Fine art, arising from a Christian trinitarian understanding of reality, celebrates imagination and novelty, confident that engagement with our deepest values is not just a matter of law keeping or definition by words, but engagement with the whole self through reflection and worship. It has been an interesting feature of our culture to watch how art, having been put on a pedestal by the Enlightenment as a path to transcendence but unable to fulfil that role, has toyed with ugliness or indifference, and attempted to dismantle the boundaries between art and life. The frame is seen as a constraint against freedom, the highest value of the Enlightenment, but the result of such “freedom” is essentially monist – losing distinctions between art and daily life, and making things less rich and interesting, not more so. 

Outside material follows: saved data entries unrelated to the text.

PR #847, opened 2026-09-03
Fix transaction review snapshot consistency

dglowinski:
## Summary
- Bind every direct reviewed transaction to one immutable action snapshot so edits during preparation cannot change what the modal presents.
- Treat eager plans and quote-time intents as optimizations: reuse them only when their transaction semantics exactly match the fresh action intent; otherwise rebuild.
- Preserve position-funded authorization context by showing the supplying position separately from the target position.

## Changes
- Replace direct review opening with a shared capture-first API across all 21 review launch sites, including lend, earn, borrow, multiply, swap/refinance, migration, rewards, collateral controls, and every repay mode.
- Capture account and chain context across asynchronous sub-account resolution, and use captured inputs consistently for planning, preflight simulation, and reviewed execution preparation.
- Make batch entries always provide a fresh add-time intent plus an optional warmed candidate; the batch boundary performs the same semantic match before accepting cached work.
- Deep-clone and freeze captured intents and presentation inputs, and add an inventory gate that prevents direct forms from bypassing the capture boundary.
- Show `From Position N` or `From Deposits` for source-funded direct and batch operations.

## Test plan
- [x] `npm run lint`
- [x] `npm run typecheck`
- [x] `npm run build`
- [x] `npm run test:run` (207 files, 1,974 tests)
- [x] Deferred-preparation regressions keep intent and presentation equivalent after form or source changes
- [x] Matching warmed intents are reused; stale warmed intents rebuild in both direct and batch paths


composables/useTxBatch.ts
```diff
@@ -2195,8 +2201,13 @@ export const useTxBatch = () => {
...
 
-    const { intent, ...presentation } = entry
-    const entryId = entry.intent.intentId
+    const { intent: currentIntent, preparedIntent, ...presentation } = entry
+    const selectedIntent = selectMatchingPreparedIntents(
+      preparedIntent ? [preparedIntent] : undefined,
+      [currentIntent],
+    )[0]!
+    const intent = deepFreezeSerializable(selectedIntent) as OperationIntent
+    const entryId = intent.intentId
```
LeonardEulerXYZ: **[P2] Preserve a fresh identity for every batch insertion**

`preparedIntent` is a reusable quote-time artifact, but this now derives the cart row identity from that warmed DTO. If the same semantically matching quote-backed operation is added twice *sequentially* (a case the comment above explicitly says remains supported), both calls select the same prepared `intentId:revision`. The cart then contains duplicate identities: presentation/plan maps and Vue keys alias, removing one ID removes both rows, and authoritative preparation rejects the set in `validateIntentSet()` with `Duplicate intent revision warm:1`.

I reproduced this directly on the exact head by matching two fresh equivalent intents against one warmed candidate; both selected the warmed ID and validation rejected the pair. Please keep or mint the fresh add-time identity for each row while reusing only the warmed semantics/work, and add a regression that adds the same prepared candidate twice and reaches successful whole-cart preparation.

LeonardEulerXYZ (changes requested):
One blocking batch-liveness issue found on exact head `3d8264746bf3a163833a87cb96f1ea174d1c9e78`.

I rechecked the snapshot/TOCTOU paths, all 21 direct review launch sites, migration debt/quote invalidation, source/receiver bindings, warmed-plan matching, and whole-cart preparation. The earlier migration display-versus-intent report is fixed on this head.

Validation:
- Independently reproduced the duplicate warmed-intent identity below; authoritative validation returns `Duplicate intent revision warm:1`.
- 12 focused suites / 130 tests passed locally on Node 24 + npm 11, including batch, execution review, intent factories, borrow/multiply, repay, and inventory coverage.
- Exact-head remote lint, typecheck, test, security, CodeRabbit, and Railway checks are green.

Non-blocking follow-up: savings-funded new borrow/multiply reviews do not currently pass the distinct savings `sourceSubAccount` into the review presentation, so the new source-position pill can be absent when source and target differ. I would add route-level assertions for those two branches, but it does not change execution semantics and is not the reason for requesting changes.

LeonardEulerXYZ (approved):
Reviewed exact head `ef3fb1940d1c81254c8e3fb557141d0c8995a712`.

The latest fix resolves the prior blocker: repeated adds may reuse matching warmed semantics, but each batch row keeps its fresh `intentId`, `revision`, and metadata, so whole-cart validation no longer collapses duplicate warmed quote instances. Savings-funded borrow and multiply now also bind the actual source position in direct and batch review presentation.

Validation:
- exact-head focused regression coverage passed, including the old duplicate-identity discriminator
- exact-head full suite: 217 files, 1,997 tests passed; typecheck, lint, and production build passed
- conflict-free synthetic merge with current `development`: 218 files, 2,072 tests passed; typecheck and production build passed
- independent whole-PR adversarial pass found no remaining value-moving, liveness, or review/execution parity blocker

Seranged (approved):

The biblical understanding of the arts and crafts, however, encourages an enrichment of life through a celebration of what God has made, and of who he has made us to be, and helps to bring us together through creativity, beauty and reflection.

Marianne von Werefkin, The Prayer
1. Roger Scruton, Beauty: A Very Short Introduction (Oxford University Press, 2011) 14–15.
2. See Graham Birtwistle, “Art and the Arts,” in Art in question: London Lectures in Contemporary Christianity 1984, ed. T. Dean and D. Porter (Basingstoke: Marshall Pickering, 1987), 15–27.
3. We may appreciate things in ourselves that others find beautiful, but we do not attend to them with the intentional contemplative enjoyment that we direct to things we ourselves find beautiful. The exception to this might be Narcissus, who fell in love with his own reflection, but this is universally agreed to be a sign of disorder.
4. I am here following Hans Rookmaaker. See the opening chapters to his Modern Art and the Death of a Culture (London: InterVarsity Press, 1970) and my “Rookmaaker’s Theory of Art,” in The Big Picture 03 (Hilary 2022), 13–16.